Work item: In the records that follow, find each line containing "else" and copy it.

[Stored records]
┌────────

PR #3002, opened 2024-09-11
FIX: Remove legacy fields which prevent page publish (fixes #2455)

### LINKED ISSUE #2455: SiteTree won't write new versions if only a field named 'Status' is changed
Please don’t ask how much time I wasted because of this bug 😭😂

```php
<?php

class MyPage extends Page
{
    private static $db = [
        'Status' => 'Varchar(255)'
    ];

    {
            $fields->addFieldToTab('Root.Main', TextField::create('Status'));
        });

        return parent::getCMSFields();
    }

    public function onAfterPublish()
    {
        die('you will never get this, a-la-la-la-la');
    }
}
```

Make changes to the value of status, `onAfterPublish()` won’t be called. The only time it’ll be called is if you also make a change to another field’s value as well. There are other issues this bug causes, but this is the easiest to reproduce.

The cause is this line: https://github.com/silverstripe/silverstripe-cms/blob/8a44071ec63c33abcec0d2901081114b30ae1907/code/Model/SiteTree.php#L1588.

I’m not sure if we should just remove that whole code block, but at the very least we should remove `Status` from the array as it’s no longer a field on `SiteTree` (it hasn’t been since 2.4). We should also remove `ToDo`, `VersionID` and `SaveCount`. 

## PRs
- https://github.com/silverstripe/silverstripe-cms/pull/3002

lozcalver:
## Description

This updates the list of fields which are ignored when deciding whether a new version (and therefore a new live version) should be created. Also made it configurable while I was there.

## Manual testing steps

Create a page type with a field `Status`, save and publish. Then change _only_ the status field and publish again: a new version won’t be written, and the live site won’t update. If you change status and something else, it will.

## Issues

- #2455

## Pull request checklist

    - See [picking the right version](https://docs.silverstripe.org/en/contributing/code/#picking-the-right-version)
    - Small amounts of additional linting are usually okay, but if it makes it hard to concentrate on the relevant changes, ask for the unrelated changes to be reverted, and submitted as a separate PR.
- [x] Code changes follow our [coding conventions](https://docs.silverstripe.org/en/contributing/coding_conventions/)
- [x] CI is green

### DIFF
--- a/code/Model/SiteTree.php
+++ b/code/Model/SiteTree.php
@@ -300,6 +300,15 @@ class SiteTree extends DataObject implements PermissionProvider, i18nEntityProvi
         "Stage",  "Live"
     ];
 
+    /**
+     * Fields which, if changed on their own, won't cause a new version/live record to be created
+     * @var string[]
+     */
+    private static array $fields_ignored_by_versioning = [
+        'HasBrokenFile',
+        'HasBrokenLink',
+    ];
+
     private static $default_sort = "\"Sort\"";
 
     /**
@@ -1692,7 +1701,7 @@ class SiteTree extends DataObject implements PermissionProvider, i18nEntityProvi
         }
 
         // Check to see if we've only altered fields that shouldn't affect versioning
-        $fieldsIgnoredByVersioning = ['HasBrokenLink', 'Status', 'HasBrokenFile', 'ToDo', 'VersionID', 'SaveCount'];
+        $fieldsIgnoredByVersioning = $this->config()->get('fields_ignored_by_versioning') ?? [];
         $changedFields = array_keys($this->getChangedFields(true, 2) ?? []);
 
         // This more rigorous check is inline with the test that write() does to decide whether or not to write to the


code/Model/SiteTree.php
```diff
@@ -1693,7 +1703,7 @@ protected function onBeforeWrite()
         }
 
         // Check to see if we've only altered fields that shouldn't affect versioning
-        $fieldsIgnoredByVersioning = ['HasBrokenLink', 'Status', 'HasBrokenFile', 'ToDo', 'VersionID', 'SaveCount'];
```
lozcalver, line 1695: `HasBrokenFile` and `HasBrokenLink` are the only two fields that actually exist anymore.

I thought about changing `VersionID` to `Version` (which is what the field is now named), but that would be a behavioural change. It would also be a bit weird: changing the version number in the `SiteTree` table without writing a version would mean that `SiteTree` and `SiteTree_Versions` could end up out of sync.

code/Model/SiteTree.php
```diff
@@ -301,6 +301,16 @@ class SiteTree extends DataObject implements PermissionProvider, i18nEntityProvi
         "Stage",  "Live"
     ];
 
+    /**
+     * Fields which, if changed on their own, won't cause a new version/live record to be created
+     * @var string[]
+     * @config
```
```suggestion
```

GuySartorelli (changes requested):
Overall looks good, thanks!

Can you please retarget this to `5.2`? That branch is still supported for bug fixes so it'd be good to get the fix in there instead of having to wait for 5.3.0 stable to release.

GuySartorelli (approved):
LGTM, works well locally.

└────────
┌────────

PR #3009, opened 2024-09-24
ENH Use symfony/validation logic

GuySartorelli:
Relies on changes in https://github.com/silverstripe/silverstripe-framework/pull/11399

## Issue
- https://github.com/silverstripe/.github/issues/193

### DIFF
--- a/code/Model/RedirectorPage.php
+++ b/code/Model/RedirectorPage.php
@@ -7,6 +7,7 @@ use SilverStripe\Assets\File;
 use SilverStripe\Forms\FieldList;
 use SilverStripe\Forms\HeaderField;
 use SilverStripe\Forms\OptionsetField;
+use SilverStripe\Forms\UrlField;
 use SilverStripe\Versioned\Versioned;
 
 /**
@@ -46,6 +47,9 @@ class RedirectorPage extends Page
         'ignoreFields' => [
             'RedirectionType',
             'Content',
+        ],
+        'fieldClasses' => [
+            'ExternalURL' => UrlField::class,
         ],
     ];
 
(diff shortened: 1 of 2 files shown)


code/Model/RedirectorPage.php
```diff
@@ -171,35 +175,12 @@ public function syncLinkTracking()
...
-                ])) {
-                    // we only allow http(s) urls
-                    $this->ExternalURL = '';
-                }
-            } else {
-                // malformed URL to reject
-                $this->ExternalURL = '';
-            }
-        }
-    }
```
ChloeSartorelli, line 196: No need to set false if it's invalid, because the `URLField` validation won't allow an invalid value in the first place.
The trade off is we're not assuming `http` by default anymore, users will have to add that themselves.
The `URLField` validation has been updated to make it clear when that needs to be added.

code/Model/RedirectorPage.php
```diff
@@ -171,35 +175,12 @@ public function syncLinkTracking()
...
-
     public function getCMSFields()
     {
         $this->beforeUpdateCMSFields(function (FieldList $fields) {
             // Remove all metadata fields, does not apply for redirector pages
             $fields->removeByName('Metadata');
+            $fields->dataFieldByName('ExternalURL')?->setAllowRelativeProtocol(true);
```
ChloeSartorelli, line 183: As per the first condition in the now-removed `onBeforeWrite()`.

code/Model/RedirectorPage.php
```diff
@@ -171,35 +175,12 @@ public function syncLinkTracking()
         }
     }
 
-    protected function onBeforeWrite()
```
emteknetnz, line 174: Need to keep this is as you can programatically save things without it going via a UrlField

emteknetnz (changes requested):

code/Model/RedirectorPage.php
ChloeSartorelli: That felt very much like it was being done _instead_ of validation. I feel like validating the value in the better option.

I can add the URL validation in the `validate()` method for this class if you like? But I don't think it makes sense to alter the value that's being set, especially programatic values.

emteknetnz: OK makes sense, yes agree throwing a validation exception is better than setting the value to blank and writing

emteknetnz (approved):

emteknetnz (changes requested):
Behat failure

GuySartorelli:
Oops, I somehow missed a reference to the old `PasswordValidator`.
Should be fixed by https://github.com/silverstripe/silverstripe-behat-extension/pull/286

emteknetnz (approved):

└────────

Answer below:
Create a page type with a field `Status`, save and publish. Then change _only_ the status field and publish again: a new version won’t be written, and the live site won’t update. If you change status and something else, it will.
-            } else {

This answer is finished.